これは、超音波スケーラー(US)と、グリシン(Glycine)やエリスリトール(Erythritol)といった特殊な微細粉末を噴射する技術を組み合わせた手法です。従来の方法と比較して、以下のような圧倒的なメリットがあります。
- 治療時間の短縮: 従来法よりも効率的にバイオフィルムを除去でき、チェアタイムを短縮できます。
- 高い患者満足度: 痛みや不快感が少なく、約3分の2の患者がこの手法を好むというデータがあります。
- 審美性の向上: 健康面だけでなく、ステイン(着色汚れ)の除去においても従来法より優れていることが示されています。
「痛い・時間がかかる」という歯科治療の心理的ハードルを、この技術が取り払ってくれます。快適に、かつ見た目も美しくなれることは、定期検診を継続する強力なモチベーションになるはずです。
4. 高価なレーザー治療、実はそれほど必要ない?
自由診療などで「ダイオードレーザー」を併用した歯肉炎治療を提案されることがあるかもしれません。「細菌血症を抑制する」といった副次的な効果を謳うケースもありますが、科学的な視点からは慎重な判断が必要です。
Farinaらのレビューによれば、従来の超音波清掃にダイオードレーザーを追加しても、肝心の「歯肉炎の改善」という臨床的な上乗せ効果は認められませんでした。
現時点では、レーザー治療はコストに見合うだけのエビデンスが不足していると言わざるを得ません。私たちは最新の機械や高価なオプションに目を奪われがちですが、治療の本質はあくまで「バイオフィルムの機械的な除去」にあります。不確かな付随的治療にお金をかけるよりも、基本である「正しいブラッシング」と「確実なプロの清掃」に集中することこそが、誠実で賢明な選択です。
5. 結論:これからのあなたの歯茎のために
今回の最新研究が教えてくれたのは、歯科治療の本質的なあり方です。
歯肉炎は、単に汚れが溜まっているだけの状態ではありません。バイオフィルムだけでなく、喫煙や全身疾患といった「リスク因子のコントロール」も絡む多面的な病気です。だからこそ、プロに掃除を丸投げするのではなく、以下のマインドセットを持つことが重要です。
- セルフケア(OHI)が最大の治療である
- プロの掃除(PMPR)は、正しい磨き方とセットで初めて輝く
- エアポリッシングのような「快適で効率的な技術」を賢く活用する
- エビデンスの乏しい高額治療よりも、基本の徹底に投資する
明日から実践できる最高のアクションは、歯科医院を「掃除をしてもらう場所」から「磨き方のコツを習得する場所」へとアップデートすることです。

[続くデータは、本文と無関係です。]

PR #628, opened 2023-11-30
Initial draft

AngelCastilloB:
CIP for multi-stake delegation from a single account.

[Human-readable version](https://github.com/AngelCastilloB/CIPs/blob/multistake-delegation-from-single-account/CIP-XXXX/README.MD).


yHSJ:
Thanks for submitting this! I left the following feedback in the [Lace Discord](https://discord.com/channels/1073034511664824360/1174398420006477864/1179795276303712377), but felt I should share it here too:

> My initial feedback would be that you should use [RFC-2119](https://datatracker.ietf.org/doc/html/rfc2119) to strictly define the language use, and then modify the specification to use that language. This is feedback I've given to almost every CIP. Cardano's standards right now use a lot of ambiguous language that one could argue is implicitly defined, but as an implementer I've seen several different interpretations of standards. If RFC-2119 was used, that ambiguity is removed.

CIP-XXXX/README.MD
```diff
@@ -0,0 +1,146 @@
...
+
+### Multi-Delegating
+- **Stake Key Derivation:** Begin by deriving the required number of stake keys needed for multi-delegation. While this derivation does not have to be sequential, it is recommended for clarity and orderly management. Ensure that the gap between any two consecutive active stake addresses does not exceed 20, in line with the [BIP-44](https://github.com/bitcoin/bips/blob/master/bip-0044.mediawiki) address gap limit. 
+
+- **Key Registration:** Once derived, register these stake keys. This registration process remains consistent with current procedures, with the added context that all these new stake keys will be associated with a common payment key.
+
+- **Fund Distribution:** Distribute the funds across addresses formed by pairing the first  payment key with each of the newly created stake keys. This creates an association between all stake delegations. The details of how funds are distributed are specified by the user when creating the multi delegation transaction.
+
+Wallet software can then easily discover all stake keys and associated delegations either by sequential discovery or identifying addresses  containing the first payment credential.
```
yHSJ, line 64: > identifying addresses containing the first payment credential

This method of identification could incorrectly identify some stake credentials as belonging to the account of the first payment credential. Bob could create a mangled address with his own stake credentials and Alice's first payment credential. Bob could use this to make it appear that Alice has chosen to delegate some stake to a pool. 

Of course Alice, controlling the payment credential, could move control of the delegation to a different stake credential, but perhaps Alice isn't aware that this has happened or is inactive but staking her held ADA. Wallet software should only discover derived stake keys through discovery.

I didn't call it sequential discovery because according to this standard, the derivation does not need to be sequential, so sequential discovery could result in a subset of all derived keys.

CIP-XXXX/README.MD
```diff
@@ -0,0 +1,146 @@
...
+      "weight": 37
+    },
+    {
+      "id": "9f9bdee3e053e3102815b778db5ef8d55393f7ae83b36f906f4c3a47",
+      "weight": 25
+    }
+  ]
+}
+```
+
```
Crypto2099, line 111: I would strongly recommend that we do not allow for the use of "ticker" or any other non-cryptographically derived identifier for any on-chain data that may be consumed by third parties. This can create an ambiguity if multiple pools are registered with the same ticker.

Furthermore, for ease of implementation and consistent interoperability between various implementations I would say that we should definitively settle on either the hex pool ID representation or the bech32 representation.

CIP-XXXX/README.MD
```diff
@@ -0,0 +1,146 @@
...
+Therefore, the following key principle will guide the balancing change process for wallets that are multi-delegating:
+
+Every multi delegation transaction (creation or update) must include the delegation portfolio metadata specifying the percentage of funds they wish to delegate to each pool. This portfolio serves as a guideline for how funds should be distributed across different stake keys.
+When following transactions are built, input selection is performed as usual. The resulting change from the transaction is then evaluated for rebalancing. The structure and size of change outputs determined by the input selection algorithm are preserved.
+The change outputs will be distributed as-is across multiple addresses associated with different stake keys, without altering the outputs values. Priority is given to stake keys that are most divergent from the set preferences, thereby gradually realigning the actual distribution with the user's delegation strategy.
```
HeptaSean, line 127: Why not changing the output values? If it is a transaction created in the soverignty of the wallet app, it *can* choose the output sizes freely and can probably better redistribute if it does.

Nit-pick: If the stake is divergent in the direction of too much stake, priority should specifically *not* be given to this stake. Could maybe be worded a bit clearer.

CIP-XXXX/README.MD
```diff
@@ -0,0 +1,146 @@
...
+      "id": "9f9bdee3e053e3102815b778db5ef8d55393f7ae83b36f906f4c3a47",
+      "weight": 25
+    }
+  ]
+}
+```
+
+The inclusion of the delegation portfolio object as transaction metadata serves to reflect any updates to the user's delegation preferences on-chain. This ensures that external applications retrieving this information are always presented with the most current data, without the need to parse through multiple transactions.
+
+External applications can retrieve the most up-to-date delegation portfolio for a given wallet by scanning the blockchain for the latest transaction with the metadata label 6862 originating from the user's wallet. This transaction will contain the metadata with the current delegation portfolio, thereby affirming the wallet owner's latest delegation preferences.
```
HeptaSean, line 114: Scanning historical transactions for a specific metadatum label is rather inefficient. For wallet apps, that's a minor problem since they will typically want to present the whole transaction history to the user anyway and they only deal with one or a small set of wallets. But for dApps that are confronted with ever new wallets every moment, it might well be prohibitive.

CIP-XXXX/README.MD
```diff
@@ -0,0 +1,146 @@
...
+. Deregister stake keys
+
+**Note that all rewards calculated but not distributed will be lost.**
+
+#### Interoperability
+Live delegation portfolio might drift overtime due to:
+- Receiving funds to a single address 
+- Building transactions with software that doesn’t support multi-stake delegation (e.g. via dapp connector)
+
+In order to maintain a record of user’s delegation portfolio preferences , all actions pertaining to stake delegation, including funds transfers, stake key registration, and deregistration, must be executed within a single atomic transaction when performing an update. This transaction should also include the delegation portfolio metadata, using the reserved metadata label 6862 (hexadecimal 0x1ace), as outlined in [CIP-0017](https://github.com/cardano-foundation/CIPs/tree/master/CIP-0017) preferably without any of the optional fields.
```
HeptaSean, line 85: Maybe make even more explicit that wallet apps must ensure that the chosen pools match between the CIP-17 JSON specification and the pools actually delegated to. … and that other wallet apps managing the same account are free to correct it if one misbehaves.

Should a new delegation certificate be included for *all* stakes and pools even if there is no change in that part of the multi-delegation? Advantage would be that this ensures that all stake keys have to sign the transaction partly attenuating @yHSJ's point on “Franken” addresses above. Disadvantage would be that it bloats the transaction and makes it more expensive unnecessarily.

CIP-XXXX/README.MD
```diff
@@ -0,0 +1,146 @@
...
+
+
+### Change Balancing Algorithm 
+
+Balancing change is a crucial feature designed to maintain a user’s stake distribution, using the portfolio preferences attached to the delegation transaction. As transactions occur over time, the distribution of funds across different pools will deviate from the initial portfolio percentages as the change would otherwise be concentrated onto a single address, and therefore be delegated to a single pool.  This drift can be corrected while constructing transactions for a user who has defined a multi-delegation intent by reading the preferences from the delegation transaction metadata and distributing the change to best adhere
+
+When implementing this feature, it is essential to maintain the integrity of the change outputs as produced by the input selection algorithm. The design of these algorithms, such as the Random Improve input selection, is aimed at optimizing the overall health of the wallet's UTXO (Unspent Transaction Output) set. This optimization includes avoiding the creation of dust and ensuring that the size of outputs aligns with the user's spending habits over time.
```
HeptaSean, line 121: Is Random Improve really a good coin selection algorithm for this? Is it – in an unmodified form – even a good coin selection algorithm for wallets with native tokens?

Shouldn't it at least be modified to select UTxOs from all stakes as proportional as possible and not leave that to the randomness of the algorithm?

CIP-XXXX/README.MD
HeptaSean, line 127: The problem of NFTs and other native tokens should at leas be mentioned.

Is it maybe feasible to demand that native tokens are *not* moved between stakes in the process that they stay on the same stake address unless the user *explicitly* moves them to another stake?

CIP-XXXX/README.MD
```diff
@@ -0,0 +1,146 @@
...
+
+Therefore, the following key principle will guide the balancing change process for wallets that are multi-delegating:
+
+Every multi delegation transaction (creation or update) must include the delegation portfolio metadata specifying the percentage of funds they wish to delegate to each pool. This portfolio serves as a guideline for how funds should be distributed across different stake keys.
+When following transactions are built, input selection is performed as usual. The resulting change from the transaction is then evaluated for rebalancing. The structure and size of change outputs determined by the input selection algorithm are preserved.
```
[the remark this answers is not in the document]
yHSJ: I think this is an implementation detail. Wallets may choose to leave the distribution of UTxOs up to the user, for example.

CIP-XXXX/README.MD
rphair: yes, I also think it's important that we avoid putting pool "ticker" references on chain.  When I advocated for pool tickers in stake pool URIs, we hotly debated using tickers at all in the "delegation portfolio" links in both CIP-0013 and CIP-0017 and could only collectively justify using tickers when both
1. off-chain (leaving wallets to settle ambiguities); and
2. in user-facing cases: where brevity, human readability, and/or convenience are important: i.e not in the off-chain JSON spec of CIP-0017 which is written for precision and where brevity isn't important.

CIP-XXXX/README.MD
AngelCastilloB: This needs to be reworded. The two methods of discovery are suggested here, sequential discovery is only possible to do for wallets. But external entities such as blockchain explorers or some dApps do not have access to the keys to do address derivation, but they can do the search by key association.

So wallets could either do sequential discovery (or association by key but then will need to take the extra precaution of pruning addresses which contains credentials it doesn't control).

External entities have to rely on key association (same as they do now for multi address wallets).

So this could probably be reworded as:

```
Wallet software can then easily discover all stake keys and associated delegations either by sequential discovery.
External entities such as blockchain explorers or dApps can do the discovery by identifying addresses containing the first payment credential.
```

thoughts?

CIP-XXXX/README.MD
AngelCastilloB: Agree, it is an error, all entries should be id + weight, although the CIP just makes the suggestion to not use optional fields (such as ticker), we could make it mandatory to have this shape, id (hex pool ID) + weight

CIP-XXXX/README.MD
AngelCastilloB: Random Improve was just provided as an example. The point here would be that implementing multi-delegation shouldn't require changing the current input selection algorithm to accommodate it, the wallet could be using an input selection strategy that optimize for a given use case, ideally we dont want to disrupt that, as forcing the wallet to come up with a new input selection algorithm that satisfies his use case and multi delegation could be too problematic. Also during our internal tests, just directing the change output was sufficient to advert drift in the long run

CIP-XXXX/README.MD
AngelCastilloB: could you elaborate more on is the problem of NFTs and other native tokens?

次の定期検診で、あなたは歯科衛生士さんにこう聞いてみませんか? 「私の磨き方のクセをチェックして、BOPを10%未満にするためのコツを教えてください」と。その主体的な一言が、あなたの歯を一生守る鍵になるのです。
Reference
Farina, R., Simonelli, A., Trombelli, L., Chew, R. J. J., Tu, Y. K., & Preshaw, P. M. (2026). Clinical Efficacy of Interventions Based on Professional Mechanical Plaque Removal in the Treatment of Dental Biofilm–Induced Gingivitis: A Systematic Review and Meta‐Analysis. Journal of Clinical Periodontology.